Acórdão nº 1843/21.7T8CHV.G1 de Tribunal da Relação de Guimarães, 2023-06-07

Ano2023
Número Acordão1843/21.7T8CHV.G1
ÓrgãoTribunal da Relação de Guimarães

Recorrente: AA

ACORDAM OS JUÍZES DA 1ª SECÇÃO CÍVEL DO TRIBUNAL DA RELAÇÃO DE GUIMARÃES

1. Relatório

A 30/11/2021 AA instaurou ação declarativa comum contra BB e CC formulando o seguinte pedido:
A) Declarar-se que o Réu não é filho do falecido DD, para todos os efeitos legais e que os registos da paternidade que ora se impugnam sejam declarados nulos e cancelados, ao abrigo do disposto no art.º 1848.º do Código Civil, ordenando-se em consequência o cancelamento do registo da paternidade;
B) Bem como condenando-se o Réu à sua apresentação e submissão a exames hematológicos a serem feitos na Delegação do ... do Instituto Nacional de Medicina Legal.
C) Ser determinado o averbamento da decisão judicial ao assento de nascimento do Réu, eliminando a paternidade do autor e também da avoenga paterna, conforme as disposições do Código de Registo Civil.

Alegou para tanto que o réu BB nasceu a .../.../1995, tendo sido registado como filho de DD, por este se encontrar casado com a sua mãe, a 2ª Ré; o referido DD faleceu a .../.../2019; o registo da paternidade não corresponde à verdade, não sendo o falecido DD pai do R.; é agora do conhecimento do autor que a segunda ré (e sua mãe), logo após o casamento iniciou um relacionamento com EE, o qual se prolongou por décadas e culminou em casamento no ano de 2019, mantendo nesse período de tempo e nomeadamente durante o ano de 1994, aquando da conceção do réu BB, relações sexuais de cópula completa, nomeadamente nos primeiros 120 dias dos 300 que precederam o seu nascimento.

Num dos dias do final das férias de verão de 2021, o autor tomou conhecimento dos factos supra referidos; tendo procurado apurar a veracidade de tais factos, durante o mês de Setembro confirmou a muito provável veracidade dos mesmos.

Citados contestaram ambos os RR., invocando, no que releva à economia do recurso, que o art.º 1844º, n.º 2, alínea a) do CC estabelece o prazo de 90 dias para os descendentes do presumido pai intentarem ação de impugnação da paternidade, contados da morte do mesmo; tendo DD falecido a .../.../2019 e a acção entrado a 30/11/2021, ocorre a caducidade do direito de propositura da acção.

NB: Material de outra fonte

PR #1695, opened 2019-03-04
feat(channels): show closing transaction in channel detail

### LINKED ISSUE #1687: I should be able to see the closing transaction id for channels that are in the process of closing
## Detailed Description

When waiting for a channel to close, you want to be able to access at the details of the closing transaction so that you can track it's progress more easily.

Currently we show the funding transaction id, but not the closing transaction id.

## Context

Channel UI

## Possible Implementation

Show the closing transaction id on the channel detail page for transactions that are in the process of closing.

mrfelton:
## Description:

Show the closing transaction id for closing channels in the channel detail view and clean up the view to remove unknown properties.

## Motivation and Context:

Fix #1687

## How Has This Been Tested?

View channel details for closing transactions.

## Screenshots:

image

## Types of changes:

Enhancement

## Checklist:


app/components/Channels/ChannelCardList.js
```diff
@@ -38,19 +37,18 @@ const ChannelCardList = ({
...
-            networkInfo={networkInfo}
-          />
-        </Card>
+        <ChannelCardListItem
+          channel={channel}
+          currencyName={currencyName}
+          openModal={openModal}
+          setSelectedChannel={setSelectedChannel}
+          networkInfo={networkInfo}
+          css={{ height: '100%' }}
```
korhaliv: I wonder what's the reason behind this change ? We have a static row height of the list items

mrfelton: In the basic card view (shown on the list page), there are 3 rows of data. In some cases, we don't have values for all of these rows (eg, force closing channels).

Previously, we should show the rows but with values `unknown`, which looked a bit strange and raises the question of why the value is unknown.

In this PR, this is changed so that we only show data rows when we actually have values to show. This means that rather than always being 3 rows, we now display *up to* 3 rows.

In the case where there is only 1 row, we want to ensure that the card still takes up all available height.

PR #2090, opened 2017-05-12
Arrays/Lists support in blocks

riknoll:
Adds support for arrays and some placeholder docs for all of the blocks. Arrays are still hidden behind a flag, so they will only show up if enabled in the target. However, the decompiler will decompile arrays regardless of if they are enabled or not (that matches the behavior for the other builtin categories). This also adds a block for iterating over arrays in the loops category (compiles to `for...of`) that only shows up if lists are enabled.

This is a pretty big change to the Blockly type inference, so I would appreciate it if people try it out. This should be considered a beta feature for now. I have some tests for the Blockly compiler as well but I'm going to open those as a separate PR. 

Once this PR is merged, I'll work on porting it over to v0.


libs/pxt-common/pxt-helpers.ts
```diff
@@ -94,6 +94,29 @@ namespace helpers {
         }
         return initialValue
     }
+
+    export function arraySlice<T>(arr: T[], start: number, end: number): T[] {
+        const res: T[] = [];
+
+        if (start < 0) {
```
pelikhan: this does not match the JS slice semantics

pxtlib/blocks.ts
```diff
@@ -96,6 +96,11 @@ namespace pxt.blocks {
                 url: 'blocks/loops/for',
                 category: 'loops'
             },
+            'controls_for_of': {
+                name: Util.lf("a loop that repeats for each value in an array"),
+                url: 'blocks/loops/for_of',
```
pelikhan: use `-` instead of `_` in doc links

pelikhan: ``list`` or ``array``s?

mmoskal: I would stick with JS convention - arrays.

riknoll: I figured I would leave that up to whoever writes the proper docs for this.

cli/cli.ts
```diff
@@ -1888,9 +1888,14 @@ class SnippetHost implements pxt.Host {
                     "name": this.name,
                     "dependencies": this.dependencies,
                     "description": "",
-                    "files": [
+                    "files": this.includeCommon ? [
                         "main.blocks", //TODO: Probably don't want this
-                        "main.ts"
+                        "main.ts",
+                        "pxt-core.d.ts",
```
pelikhan: is this for testing? aren't those files auto-added?

common-docs/blocks/lists.md
```diff
@@ -0,0 +1,14 @@
+# Lists
```
pelikhan: arrays?

pxtcompiler/emitter/decompiler.ts
```diff
@@ -1481,20 +1544,37 @@ ${output}</xml>`;
...
-                case SK.EqualsToken:
-                    return checkExpression(n.right, blocksInfo);
-                case SK.PlusEqualsToken:
-                case SK.MinusEqualsToken:
-                    return undefined;
-                default:
-                    return Util.lf("Unsupported operator token in statement {0}", SK[n.operatorToken.kind]);
+            if (n.left.kind === SK.ElementAccessExpression) {
+                if (n.operatorToken.kind !== SK.EqualsToken) {
+                    return Util.lf("Element access expresions may only be assigned to using =");
```
pelikhan: expressions

pelikhan: `=`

O A. foi notificado para se pronunciar quanto à excepção invocada.

Notificado para se pronunciar sobre a exceção da caducidade arguida, veio o mesmo dizer, em síntese, que tendo o DD falecido há menos de 3 anos e o A. tido conhecimento efectivo dos factos e do seu direito há menos de 90 dias, só a partir daquele data (mês de Setembro de 2021) podia exercer o seu direito, não se verificando assim a caducidade, que deve improceder.

Sem audiência prévia, foi proferido despacho saneador que, conhecendo do mérito, decidiu:
“Em face do exposto na presente ação que AA instaurou contra BB e CC, julgo verificada a exceção perenptória da caducidade do direito do autor, e em consequência, absolvo os réus do pedido.”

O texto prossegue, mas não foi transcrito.